Come nel caso di altre comunità di immigrati, anche i nordafricani che giungono a Napoli non
hanno grandi difficoltà a trovare una prima accoglienza al momento del loro arrivo, potendo sempre
usufruire dell’appoggio di amici e conoscenti. Le difficoltà subentrano nel momento in cui essi
decidono di prendere in locazione un appartamento autonomo, a causa del livello elevato degli
affitti e delle condizioni igienico-sanitarie degli appartamenti disponibili. Ciò porta gli immigrati a
dover impiegare fino a 5-6 mesi per trovare una propria sistemazione indipendente.
I problemi sopra indicati si riflettono sulla tendenza degli immigrati maghrebini a cambiare
spesso sistemazione abitativa o a condividere l’appartamento tra più connazionali per dividere le
spese.
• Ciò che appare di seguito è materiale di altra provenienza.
PR #1240, opened 2026-09-21
Compile error for a field read after sort … by, with a hint at the name (#1227)

### LINKED ISSUE #1227: sort … by <field>: an entity field compiles but fails at run time (should be a compile error pointing at `the name`)
Found while designing DTRulesAgents tables. Reproduced on DTRules v1.25.0-20-g6a4bc145 (build/dtrules at 6a4bc145).

`sort state.entries in ascending order by entry.key`, written as the docs show, fails at run time:

```
[Undefined] RName: The Name 'key' was not defined by any Entity on the Entity Stack
PostFix: state.entries  ERROR==> entry.key  <== true sortentities
```

`by key` and `by $key` fail the same way. The emitter's sort visitor emits the field as a name lookup (`entry.key`, evaluated before `sortentities`, with no entity on the stack) instead of a literal name (`/key`). The docs' example only works because `name` is a keyword token.

Expected: `sortentities` receives the field name and sorts by it. Regression test: sort a list of entities by a non-keyword string field and by a date field.

PaulSnow:
## What

After `sort … by`, the EL emitter now refuses an identifier whose declared type is known and is not `name`:

```
sort … by entry.key: "entry.key" reads a string value, but `by` takes the name of the field to sort on; write: by the name "key"
```

This covers `by entry.key`, `by key` and `by $key` in ascending and descending sorts, for any non-name type (string, date and so on).

Still accepted, unchanged:
- the keyword `name`
- `the name "…"` and `(name) "…"`
- a field or local declared as type `name`, which holds a sort key
- identifiers whose type the compiler cannot see, for example SyntaxTests' `by $steve`

## Why

Per the correction on #1227, sort works: `by` takes a name expression. The gap was diagnostic. `by entry.key` reads the field's *value*. That read happens before `sortentities` runs, with no entity on the stack, so the table passed `table put` and failed only at run time with "The Name 'key' was not defined by any Entity".

## After review (see the latest commit)

The first version trusted `lookupType`, which falls back to the bare field. The EDD loader fills bare fields last-entity-wins, so with `order.sortkey` typed name and `line.sortkey` typed string, `by sortkey` could be refused.

The check now trusts only three sources: a local, an exact `entity.field`, or a bare name on which every declaring entity agrees. Anything else is treated as unknown and accepted. The error message names where the type came from, for example `(field entry.key)`. `TestSortByBareNameCollision` covers both fill orders and both qualified names, and fails on the first version.

## Tests

- `pkg/dtrules/compiler/el/sort_by_name_test.go`:
  - Five rejected forms (ascending, descending, bare, `$`, a date field). Each must carry `the name "<field>"`.
  - Five accepted forms, with their exact postfix.
- `cmd/dtrules/table_sort_by_test.go`: `table put` against a copy of CHIP, which is the production compile path against a real EDD. It refuses `sort case.clients … by client.gender` with the hint and accepts `by the name "gender"`.
- `pkg/dtrules/sort_by_name_exec_test.go`: executes the hinted forms. `by the name "key"` and `by (name) "when"` sort entities by a string field and by a date field, in both directions. This is the regression the issue asked for.

With `checkSortKey` disabled, `TestSortByFieldReadRejected` and `TestTablePutRejectsSortByFieldRead` fail; the latter reports "put accepted a field read after `by`". The accepted-forms test and the execution test pass either way, because they guard against over-rejection and prove the hint works.

`make check` passes.

## Docs / spec

- The SORT block in `dtrules docs el`: the old `$nameField` example did not say it had to be a name-typed field.
- The sort entry in `docs/el-reference.md`.
- `docs/SPEC.md` §2.3.

Fixes #1227


PaulSnow (commented):
**[reviewer/fable 22:50Z]** Adversarial review of `task/1227-sort-by-name-diagnostic` @ f79bf4da (on current origin/main 6a4bc145), in a throwaway worktree.

## Verdict

**Sound, with one false-reject to fix or at least document.** The diagnostic does what the corrected #1227 asks, the tests fail with `checkSortKey` disabled, `make check` passes, no conflicts with #1235–#1248, and no sample project's output changes. The type lookup it relies on falls back to a bare field name that is last-entity-wins, so a legitimate name-typed sort key can be refused when another entity declares the same field name with a different type.

## Findings

### 1. Bare-name collision refuses a valid name-typed key (medium)

`postfix_emitter.go` `checkSortKey` uses `lookupType(ident)` (`postfix_emitter.go:167-183`), which falls back to the bare last segment when `entity.field` is not in the symbol table. `edd_loader.go:117` fills the bare entry with `symbols[fieldName] = fieldType` for every entity in turn — **last entity wins**. So:

EDD: `order.sortkey` typed `name`, and a later entity `line.sortkey` typed `string` (bare `sortkey` → `string`).

```
sort orders in ascending order by order.sortkey   -> accepted  (direct hit)
sort orders in ascending order by sortkey         -> REFUSED: "sortkey" reads a string value, but `by` takes the name … write: by the name "sortkey"
```

Reproduced on the branch with `NewCompiler()` + `SetSymbols` holding exactly that map. A bare `by sortkey` resolving against the entity on the stack is a legal name-typed read, and the message asserts a type the author did not declare. Field names like `key`, `id`, `name`, `type` recur across entities in real EDDs, so this is not exotic. The symmetric case (bare name resolves to `name` while the intended field is a string) is a false negative — the deliberate "unknown type" hole widened by ambiguity.

Fix options: only trust an exact `entity.field` hit or a local; on a bare-name fallback, treat the type as unknown (accept), or say in the message that the type came from another entity. If the ambiguity is left as is, the PR text "identifiers whose type the compiler cannot see are accepted" should say that bare names resolve to whichever entity was loaded last.

### 2. The deliberate acceptance of unknown types (note, not a defect)

With the EDD loaded, an identifier whose type is unknown is one that is not declared anywhere — it fails at run time regardless of this check — or a `$local` never declared (SyntaxTests' `$steve`). Accepting is the right call; the hole worth noting is only the collision above.

### 3. Attack vectors that turned out moot

- Multi-segment paths (`by case.order.sortkey`) and `as` aliases do not parse in this grammar at all (`IDENT : IDENT_CHAR+ ('.' IDENT_CHAR+)?`; "no viable alternative"), so "fields reached through relationships" cannot reach the check.
- A `$var` local declared as `name` is accepted (`lookupLocal` wins over the EDD type); a local of another type is refused with the hint, which is correct.
- The keyword `name`, `the name "…"`, `(name) "…"`, `nameOf`, `using` and the other `nexpr` alternatives are untouched (only `nameTyped` and `nameLiteral` are inspected).

## Verified

- `make check` passes on the branch (35 packages ok; UI vitest skipped).
- Fail-before: with both `e.checkSortKey(ctx.Nexpr())` calls commented out, `TestSortByFieldReadRejected` and `TestTablePutRejectsSortByFieldRead` FAIL; `TestSortByNameAccepted` and the execution test pass either way, as the PR states.
- Surfaces: `table put` exercised by the PR's test; `table patch` and the MCP table tools go through the same authoring compile (`cmd/dtrules/mcp_tools.go`, `table_cmd.go`); Excel import compiles actions with the same `elCompiler.CompileAction` (`excel/dt_importer.go:1665`) and records the error as a drop. Only `table put` was executed; the rest is code-read.
- Sample sweep: `dtrules review` over all 13 sample projects, main vs branch binaries — no difference in `warnings[]` or `errors[]`. Note the samples contain only `by $steve` sorts (SyntaxTests), so the sweep proves no regression, not that the check was exercised on a real project.
- Merges: no textual conflicts with any of #1235–#1248; merged with #1246, #1238, #1235 and #1239 individually, the el/decisiontable/cmd/pkg tests pass.

## Not verified

- MCP and `table patch` were not executed with a bad `by`.
- Excel import end-to-end with a real workbook containing a bad `by`.
- What the runtime does with a `$name` literal in postfix (`by $sort_field` emits `$sort_field` raw); the accepted-forms test only checks the postfix string.

PR #1242, opened 2026-09-21
Report whether a run changed the state (#1233)

### LINKED ISSUE #1233: Feature: report whether a run changed the state (dirty flag)
A host that runs rules on a timer (DTRulesAgents runs a tick every ~5 s) needs to know whether a run changed anything, so it can skip journaling and tracing no-op runs. Without that, a 5 s tick writes about 17,000 no-op lines a day. Comparing the saved output is expensive and needs order-insensitivity (see the --save ordering issue).

Asked for: a flag in the run result or `--save` output, e.g. `changed=true|false`, set when any entity attribute or collection was written with a different value.

PaulSnow:
## What

The engine now records whether the running rules changed entity data. A host running rules on a timer can skip journaling a no-op run without diffing any output.

- **Go API:** `dtrules.ChangeTracker` (`Changed`, `ResetChanged`, `MarkChanged`), implemented by `interpreter.DTState`. Call `ResetChanged()` after the data load, then `Execute`, then `Changed()`.
- **`dtrules run --save`:** the root element carries the flag, `<dtrules-data changed="true|false">`. `datafile.Read` ignores root attributes, and a test checks that saved files still replay. `datafile.WriteRun` writes the attribute for embedded hosts; `datafile.Write` is unchanged.
- The CLI resets the flag after loading data, so input loaded through a mapping is not counted as the run's change.

**Depends on #1236.** Branch `task/1231-stable-save-order` is merged in because the byte oracle below needs a stable save order. Merge #1236 first; this diff then shrinks to #1233 alone.

## Design

The engine tracks writes; it does not diff state.
- **Attributes.** Every rule write goes through `DTState.Def`, as do collector answers (checked in `Find`). A write counts when the new stored value would save differently from the old one: a different type, different text, a different entity (by identity), or arrays that differ pairwise. This is `dtrules.SameValue`. It is deliberately stricter than `Equals`, which lets doubles differ by 1e-9.
- **Collections.** The in-place array operators count only an effective change. That covers add, addat, remove, removeat, clear, copyelements, addarray and add_no_dups. The sorts, `randomize`, argmax/argmin and the combinatorics destination arrays count only when their elements differ afterwards.
- **Array literals.** `newarray` marks its array fresh until an attribute or another array holds it, so `set x = ["a","b"]` is judged by the `Def` that stores it.
- **Entity stack.** The stack decides which instance `--save` writes. `ResetChanged` records it, and `Changed()` also reports true if it differs, so an unbalanced `entitypush`/`entitypop` counts. A balanced push/pop does not.

**What is guaranteed:** if the running rules changed what `--save` writes, the flag reads changed. The reverse does not hold. The flag records writes, not a diff, so 3 → 7 → 3 reads changed, and storing an entity created during the run always counts.

**Not counted:** writes that bypass the rules. These are `entity.Put` from a Go host, the mapping and datafile loaders (input; the CLI resets after them), the authoring surfaces (`authoring/execute.go`, the debug session), the API server, and trace replay. `populateErrorEntity` uses `Put`, but only on a new error entity it pushes, so the stack comparison catches it. All of this is in `docs/SPEC.md` §2.4/§2.11, `dtrules docs embedding` and `run --help`. `docs/api-guide.md` is the legacy Java guide and was left alone.

### Review findings (Fable), addressed in 59c3485e
1. Stack shape was untracked: pushing a new instance or popping gave changed="false". Fixed by the stack comparison. Tests: `Push_New_State`, `Pop_State`, `Push_Pop_Balanced` (CLI) and `TestChangeTracker_EntityStack`.
2. `Equals` is looser than the saved text. Fixed with `SameValue`. Tests: `Nudge_Ratio` (3 → 3.00000000001) and `TestSameValue_IsStricterThanEquals`. The name-case variant does not reproduce through the engine. Names intern case-insensitively and the first spelling wins, so `/ABC` over `abc` saves as `abc`: nothing changed, and the flag says so. The `Recase_Tag` case pins this, with the byte oracle agreeing. `SameValue` would catch a case change if one ever reached the saved text.
3. The docs now state the guarantee correctly and name the bypass paths. The earlier "errs only toward changed" was wrong.

## Tests

- `cmd/dtrules/run_changed_test.go` goes through the production path: project load, mapping, `--data`/`--input`, `--save`. Each case has an expected flag, and a **byte oracle** checks it: the saved data (attribute stripped) must differ from a no-op run's exactly when the flag says changed. Cases:
  - unchanged: no-op, same value, `x = x`, equal literal, remove absent, balanced push/pop, same double, same name, recased name;
  - changed: one field, reordered literal, add, remove, remove-at, clear, push new instance, pop, nudged double.
  - Also: a saved file replays, and mapped `--input` alone reads unchanged.
- `pkg/dtrules/run_changed_test.go` covers the Go API: execute cases, sticky-until-reset, sort already sorted vs sort that reorders, scratch array, removing absent elements, collector answer, entity stack, and `SameValue` vs `Equals`.

Each part of the fix was removed on its own; something fails every time:

| removed | fails |
|---|---|
| Def comparison marks nothing | Change_Count, Reorder_List, Execute/Change_Count, Sticky |
| Def marks every write | Same_Count, Self_Count, Same_List, Execute/Same_*, Sticky, CollectedAnswer |
| `newarray` not fresh | Same_List (CLI+API), scratch array |
| array ops never mark | Add_Item, Remove_Item, Remove_At, Clear_List, Execute/Add_Item, clear |
| `WatchArray` no-op | sort reorders |
| collector not compared | CollectedAnswer |
| CLI does not reset after load | MappedInputIsNotTheRunsChange |
| stack not compared | Push_New_State, Pop_State, EntityStack push/pop |
| `SameValue` falls back to `Equals` | Nudge_Ratio, SameValue_IsStricterThanEquals |

`make check` passes on this branch, which includes #1236. The UI vitest step was skipped: no `ui/node_modules`. The CLI and API tests passed with `-count=3`.

Fixes #1233


PaulSnow:
**[reviewer/fable 22:25Z]** Starting adversarial review of `task/1233-run-changed-flag` (4870e1fd) in a throwaway worktree under /tmp. Plan: enumerate every write path that bypasses `DTState.Def` (xdef, setat/setelement, tables, entity creation, collector/SDK writes, mapping) and build rules that change state through each, hunting false `changed="false"`; check the fresh-array heuristic; measure the Def compare on the heaviest benchmark; `make check`; trial merges with #1236 and #1240. Read-only; no push, no merge, no approve.

PaulSnow (commented):
**[reviewer/fable review]** Adversarial review of `task/1233-run-changed-flag` @ 4870e1fd, in a throwaway worktree. Not approving or requesting changes; verdict and evidence only.

## Verdict

The tracked paths are correct: every rule write I could construct through `Def`, the array operators, nested entities, entity-typed attributes, arrays of entities and the fresh-array literal path reports the right answer. But the statement in §2.4, the embedding guide and the PR body that the flag **"errs only toward changed"** is false. I reproduced three runs whose `--save` output differs while `changed="false"`, which is the dangerous direction for a host that skips work on it. None is a compiled-EL everyday case; all should be either fixed or stated as limits before this merges. Details and evidence below. `make check` passes; the tests can fail; the cost of the compare is unmeasurable.

## What I ran

- `make check` on the branch (on the `origin/main` tip 6a4bc1452): passes; UI vitest skipped.
- Mutations of `DTState.Def`: compare removed (never marks) -> `Change_Count`, `Reorder_List` fail; compare replaced by always-mark -> `Same_Count`, `Self_Count`, `Same_List` (CLI) and `TestChangeTracker_Execute/Same_*`, `_StickyUntilReset`, `_CollectedAnswer` fail. Restored, all pass.
- An attack table of 19 tables through `RSession.Execute` with a byte oracle: canonical save (same entities the CLI's `dataEntities` picks) before and after each table, compared with `Changed()`. Run on the **1236+1242 trial-merged tree**, because on this branch alone the save order is still random and byte diffs are meaningless. 12 controls consistent; 3 false-unchanged; 3 false-changed of the documented kind.
- Trial merges: with #1236 clean (tests pass); with #1240 (`task/1227-sort-by-name-diagnostic`) clean auto-merge on `docs/SPEC.md`, tests pass on `cmd/dtrules`, `pkg/dtrules`, `operators`, `compiler/el`, `interpreter`. #1240 does not touch `operators/array.go`, so no sort-operator conflict.

## Findings, by severity

**1. Medium — the entity stack changes what `--save` writes, and nothing tracks it.** `dataEntities` (run_cmd.go:406-424) saves whichever instance `FindEntity` finds on top of the stack; the only tracked writes are `Def` and the array operators.
- `/state newentity entitypush` (new instance left on the stack): before, the saved `<state>` had `count`, `items`, `ratio`, `sub`, `nodes`; after, it has only the defaults `<count>3</count><ratio>3</ratio>` — `changed="false"`.
- `entitypop` (the loaded instance popped): after, the file is an empty `<dtrules-data></dtrules-data>` — `changed="false"`.
A host that journals on the flag skips exactly the run whose saved state vanished. Reachable only through hand postfix or an unbalanced table today (EL loops push and pop in pairs), so I rate it medium, not high. Cheapest fix in the CLI: compare the ids of the instances `dataEntities` returns before and after `Execute` and mark on a difference; or state in §2.4 that the flag tracks attribute and array writes, not the stack.

**2. Low — `Equals` is looser than the saved text.** `RDouble.Equals` is `|a-b| < 1e-9` (double.go:25,133) while `StringValue` prints full precision (double.go:154). `3.00000000001 /state.ratio xdef` over `ratio=3`: saved `<ratio>3</ratio>` becomes `<ratio>3.00000000001</ratio>`, `changed="false"` (reproduced). Same class, not reproduced (my name field defaulted to null): `RName.Equals` is `EqualFold` (name.go:268), so a case-only rewrite of a name attribute saves different text and reads unchanged. Either compare `StringValue` for doubles and names in `SameValue`, or list this under the limits.

**3. Low — "every rule write goes through `Def`" is true; the spec should say host writes are not counted.** Writes that bypass `Def`, all host-side: `collect.go:143` (compared only when it happens inside `Find`; a host calling `MaybeCollect` or `Put` itself is untracked), `authoring/execute.go:252`, `authoring/debug_session.go:166-176/404/709`, `apiserver/server.go:1807/1850`, `trace/trace.go:287/315/383` (replay), `populateErrorEntity` (control.go:996, onto a scratch error entity that is popped). No rule path bypasses `Def` — I checked `xdef` (stack.go:549 -> `Def`), the VM `def` (vm.go:408), the asm helper (asm_helpers.go:184), `getrelationship`/`hasrelationship` (reads only), `merge`/`intersection`/`deepcopy`/`split` (new arrays), and there is no set-at-index operator or table type. One sentence in the embedding guide would close this.

**4. Info — fresh-array heuristic.** Create, store, remove in one run behaves: `newarray` -> fresh; `Put`, `Add`, `AddAt` adopt (array.go:449-467, entity.go:466-469); once adopted, `addto`/`remove`/`cleararray` mark. `newarray dup state.items copyelements /state.items xdef` (copy into a fresh array, store it back) correctly reads unchanged. One asymmetry: `RArray.Add` adopts the element even when the *holder* is itself fresh, so `newarray dup newarray addto dup 0 getat "x" addto pop` marks changed although nothing is held — false-changed only, and compiled literals fill the inner array before adding it, so it does not arise from EL.

**5. Info — no measurable cost.** Microbenchmark on the merged tree (5 runs each, same allocations): `set state.count = 3` with the compare active 169-189 ns/op vs skipped (flag pre-set) 179-206 ns/op; `set state.items = <equal list>` 348-383 vs 356-377 ns/op. `BenchmarkCribbageScoreHand`, 6 runs: main 41-70 µs/op, branch 43-76 µs/op — noise. Note the PR's cribbage figure cannot see the compare at all: the flag is sticky, so after the first changing write in a reused session every later `Def` skips it; the microbench isolates it. Under `--trace` the CLI attaches a recorder collector (run_cmd.go ~L95), so `Find` now does two extra `Get`s per field read until the first change — bounded, not measured.

**6. Pre-existing, found on the way — `sortentities` nil-pointer panic.** `state.nodes /val true sortentities` panics at operators/array.go:401 (`v1.Compare(v2)` with `v1 == nil`): `e.Get(name)` returns `(nil, nil)` for the non-executable name form. Same code on main; this PR only adds the `defer WatchArray` at :374. Worth its own issue; #1240 is in the sort-by area.

**7. Info — confirmed as claimed.** `datafile.Read` matches the root by `Name.Local` only (datafile.go:184), so `changed=` is ignored; `datafile.Write` is unchanged; the CLI resets after `--data`/`--input`/`--review` load and before `Execute` (run_cmd.go:252-256); `WatchArray` copies the element slice before the in-place sort and the `defer f()()` form evaluates the snapshot at the right time.

## Attack table (merged tree)

| table | bytes differ | Changed() | |
|---|---|---|---|
| set count = 3 / = 7 | no / yes | false / true | ok |
| nested `state.sub` val same / different | no / yes | false / true | ok |
| `state.sub` re-stored (same object) | no | false | ok |
| new `node` added to `state.nodes` | yes | true | ok |
| `sortentities` reorders / already sorted | yes / no | true / false | ok |
| `removeat` out of range | no | false | ok |
| copy into fresh array, store back | no | false | ok |
| bool null -> false | yes | true | ok |
| in-place `addto` then self-assign | yes | true | ok |
| **`newentity entitypush` left on stack** | **yes** | **false** | **false unchanged** |
| **`entitypop`** | **yes** | **false** | **false unchanged** |
| **double within 1e-9** | **yes** | **false** | **false unchanged** |
| clear then refill same | no | true | documented |
| Def on a pushed-then-popped scratch | no | true | documented |
| fresh inner adopted by fresh outer | no | true | finding 4 |

## Not verified

UI vitest; the DTRulesAgents host; the interactive CLI asker; the `--trace` recorder cost; JSON and API-server hosts; the `RName` case variant of finding 2.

Questa pratica permette, così, di ammortizzare i costi dell’affitto come anche quelli derivanti
dalla spesa di generi alimentari e di manutenzione dell’alloggio.
A Napoli, la tipologia abitativa più utilizzata dagli immigrati provenienti dal nord Africa è
l’appartamento privato ma si registra una presenza, sia pure minima, che abita nei cosiddetti “bassi”
e negli alberghi–pensione della zona circostante piazza Garibaldi.
Gli appartamenti sono in media composti da 3 stanze più accessori e distribuiti su una superficie
di circa 70 mq. Il numero degli occupanti varia in proporzione all’ampiezza e oscilla tra le 5 e le 10
persone, con punte di 15 negli appartamenti più ampi.
La quantità di persone che occupa un alloggio può variare a seconda dei periodi in quanto gli
occupanti più stabili possono ospitare per alcuni periodi amici, parenti e conoscenti, comunque
connazionali, di passaggio in città o appena giunti. Nella maggioranza dei casi si tratta di
convivenze tra persone legate da rapporti amicali o tra semplici conoscenti. Quando tra conviventi
esiste un legame di parentela, esso va inteso comunque in senso molto lato in quanto riguarda
persone legate tra loro da gradi di parentela molto lontani.
Nelle stanze d’albergo sono presenti dalle due alle tre persone. I maghrebini che vi alloggiano
sono essenzialmente immigrati che risiedono a Napoli per periodi di tempo brevi o transitori (i
commercianti, ad esempio) o che, appena giunti, scelgono l’albergo come soluzione alloggiativa
iniziale in attesa di conoscere meglio il territorio.
In merito alle strategie di reperimento di un alloggio stabile messe in atto dai maghrebini
presenti a Napoli si rileva che la maggior parte di essi ottiene un’abitazione ricorrendo alla rete
comunitaria ed ai connazionali, in misura minore a stranieri di altre nazionalità o a conoscenti
italiani. Alcuni ricorrono a servizi informali di intermediazione per i quali si paga una somma pari a
150 euro. Alcuni si rivolgono anche alle ordinarie agenzie pagando, per il servizio, circa 80 euro.
In tutti i casi pare venga sottoscritto un contratto che, non di rado, viene anche registrato,
tuttavia, i contratti stipulati in forma scritta spesso dichiarano importi inferiori rispetto all’affitto
effettivamente versato al proprietario.
I prezzi dei bassi si aggirano intorno ai 250 euro mensili, con punte di 400 euro, per gli
appartamenti il prezzo varia molto a seconda dell’ampiezza ma, generalmente, esso è contenuto tra i
400 euro e gli 800 euro per alloggi composti da almeno tre stanze. Chi risiede in alberghi/pensione
paga una cifra giornaliera pari a circa otto euro per posto letto.
6
. Centro di Cittadinanza Sociale per Immigrati del Comune di Napoli – Cooperativa Sociale Dedalus, Analisi dei
bisogni degli immigrati nella città di Napoli, Napoli, 2003.
26
Riguardo la tipologia abitativa dell’appartamento e del basso, i testimoni affermano che le
abitazioni, nel momento in cui vengono affittate, dispongono sempre di acqua e corrente elettrica.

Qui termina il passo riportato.